Segment Open
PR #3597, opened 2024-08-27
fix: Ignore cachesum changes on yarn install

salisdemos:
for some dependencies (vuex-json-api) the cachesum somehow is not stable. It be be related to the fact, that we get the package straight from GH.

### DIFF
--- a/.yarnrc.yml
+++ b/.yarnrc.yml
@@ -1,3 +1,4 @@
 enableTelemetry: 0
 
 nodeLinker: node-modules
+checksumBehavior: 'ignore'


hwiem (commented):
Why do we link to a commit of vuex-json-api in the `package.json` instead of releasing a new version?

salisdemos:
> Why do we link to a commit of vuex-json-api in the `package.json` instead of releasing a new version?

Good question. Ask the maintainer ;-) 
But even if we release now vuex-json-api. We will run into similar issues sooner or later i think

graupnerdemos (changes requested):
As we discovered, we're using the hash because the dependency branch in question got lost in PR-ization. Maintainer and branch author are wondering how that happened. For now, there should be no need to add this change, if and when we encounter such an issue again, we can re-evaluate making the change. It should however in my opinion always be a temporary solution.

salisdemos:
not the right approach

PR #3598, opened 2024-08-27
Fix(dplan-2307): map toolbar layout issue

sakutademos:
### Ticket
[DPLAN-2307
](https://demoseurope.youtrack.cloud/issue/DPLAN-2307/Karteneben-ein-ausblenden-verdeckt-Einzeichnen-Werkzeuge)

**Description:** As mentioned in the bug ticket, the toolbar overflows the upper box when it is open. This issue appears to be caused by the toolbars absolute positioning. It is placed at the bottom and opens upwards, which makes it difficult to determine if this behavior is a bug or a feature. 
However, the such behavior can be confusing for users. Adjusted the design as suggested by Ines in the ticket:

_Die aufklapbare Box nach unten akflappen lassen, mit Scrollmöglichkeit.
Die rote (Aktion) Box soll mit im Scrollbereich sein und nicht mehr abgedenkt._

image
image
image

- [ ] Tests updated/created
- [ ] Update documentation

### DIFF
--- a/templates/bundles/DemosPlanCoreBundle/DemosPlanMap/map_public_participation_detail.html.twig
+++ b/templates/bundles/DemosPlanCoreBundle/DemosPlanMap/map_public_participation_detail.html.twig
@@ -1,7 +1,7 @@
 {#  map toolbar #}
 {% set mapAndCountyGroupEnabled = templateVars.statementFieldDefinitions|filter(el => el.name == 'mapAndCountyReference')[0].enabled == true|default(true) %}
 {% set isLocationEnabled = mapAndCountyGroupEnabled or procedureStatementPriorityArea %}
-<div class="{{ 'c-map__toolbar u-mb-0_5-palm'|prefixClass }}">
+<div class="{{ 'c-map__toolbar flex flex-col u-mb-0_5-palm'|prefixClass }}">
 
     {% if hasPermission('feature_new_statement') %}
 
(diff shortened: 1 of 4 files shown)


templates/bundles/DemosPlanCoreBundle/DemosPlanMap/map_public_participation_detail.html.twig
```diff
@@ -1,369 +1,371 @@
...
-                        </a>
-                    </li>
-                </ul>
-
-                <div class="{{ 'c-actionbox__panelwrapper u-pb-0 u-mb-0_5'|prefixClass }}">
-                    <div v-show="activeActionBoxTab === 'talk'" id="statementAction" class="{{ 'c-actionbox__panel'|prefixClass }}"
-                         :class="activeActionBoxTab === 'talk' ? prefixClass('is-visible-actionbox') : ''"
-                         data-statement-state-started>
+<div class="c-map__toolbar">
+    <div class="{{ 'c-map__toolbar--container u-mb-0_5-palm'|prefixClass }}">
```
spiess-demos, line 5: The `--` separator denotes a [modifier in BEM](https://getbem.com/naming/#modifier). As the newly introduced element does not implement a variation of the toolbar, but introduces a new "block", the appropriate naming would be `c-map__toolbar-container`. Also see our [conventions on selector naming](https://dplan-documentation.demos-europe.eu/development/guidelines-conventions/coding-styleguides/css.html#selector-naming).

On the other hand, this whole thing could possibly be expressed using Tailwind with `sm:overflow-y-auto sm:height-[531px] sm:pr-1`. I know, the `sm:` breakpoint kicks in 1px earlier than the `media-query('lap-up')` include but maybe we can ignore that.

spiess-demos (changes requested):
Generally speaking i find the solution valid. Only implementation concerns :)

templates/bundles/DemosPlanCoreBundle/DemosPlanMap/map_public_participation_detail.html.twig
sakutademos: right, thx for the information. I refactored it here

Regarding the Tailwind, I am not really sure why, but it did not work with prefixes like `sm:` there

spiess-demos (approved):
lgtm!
Segment Closed
> **Brief**
The first line of the entries above marks where to begin; repeat each line exactly through the one that contains "or a feature.", and include that line.

> **Answer to this task**
PR #3597, opened 2024-08-27
fix: Ignore cachesum changes on yarn install

salisdemos:
for some dependencies (vuex-json-api) the cachesum somehow is not stable. It be be related to the fact, that we get the package straight from GH.

### DIFF
--- a/.yarnrc.yml
+++ b/.yarnrc.yml
@@ -1,3 +1,4 @@
 enableTelemetry: 0
 
 nodeLinker: node-modules
+checksumBehavior: 'ignore'


hwiem (commented):
Why do we link to a commit of vuex-json-api in the `package.json` instead of releasing a new version?

salisdemos:
> Why do we link to a commit of vuex-json-api in the `package.json` instead of releasing a new version?

Good question. Ask the maintainer ;-) 
But even if we release now vuex-json-api. We will run into similar issues sooner or later i think

graupnerdemos (changes requested):
As we discovered, we're using the hash because the dependency branch in question got lost in PR-ization. Maintainer and branch author are wondering how that happened. For now, there should be no need to add this change, if and when we encounter such an issue again, we can re-evaluate making the change. It should however in my opinion always be a temporary solution.

salisdemos:
not the right approach

PR #3598, opened 2024-08-27
Fix(dplan-2307): map toolbar layout issue

sakutademos:
### Ticket
[DPLAN-2307
](https://demoseurope.youtrack.cloud/issue/DPLAN-2307/Karteneben-ein-ausblenden-verdeckt-Einzeichnen-Werkzeuge)

**Description:** As mentioned in the bug ticket, the toolbar overflows the upper box when it is open. This issue appears to be caused by the toolbars absolute positioning. It is placed at the bottom and opens upwards, which makes it difficult to determine if this behavior is a bug or a feature. 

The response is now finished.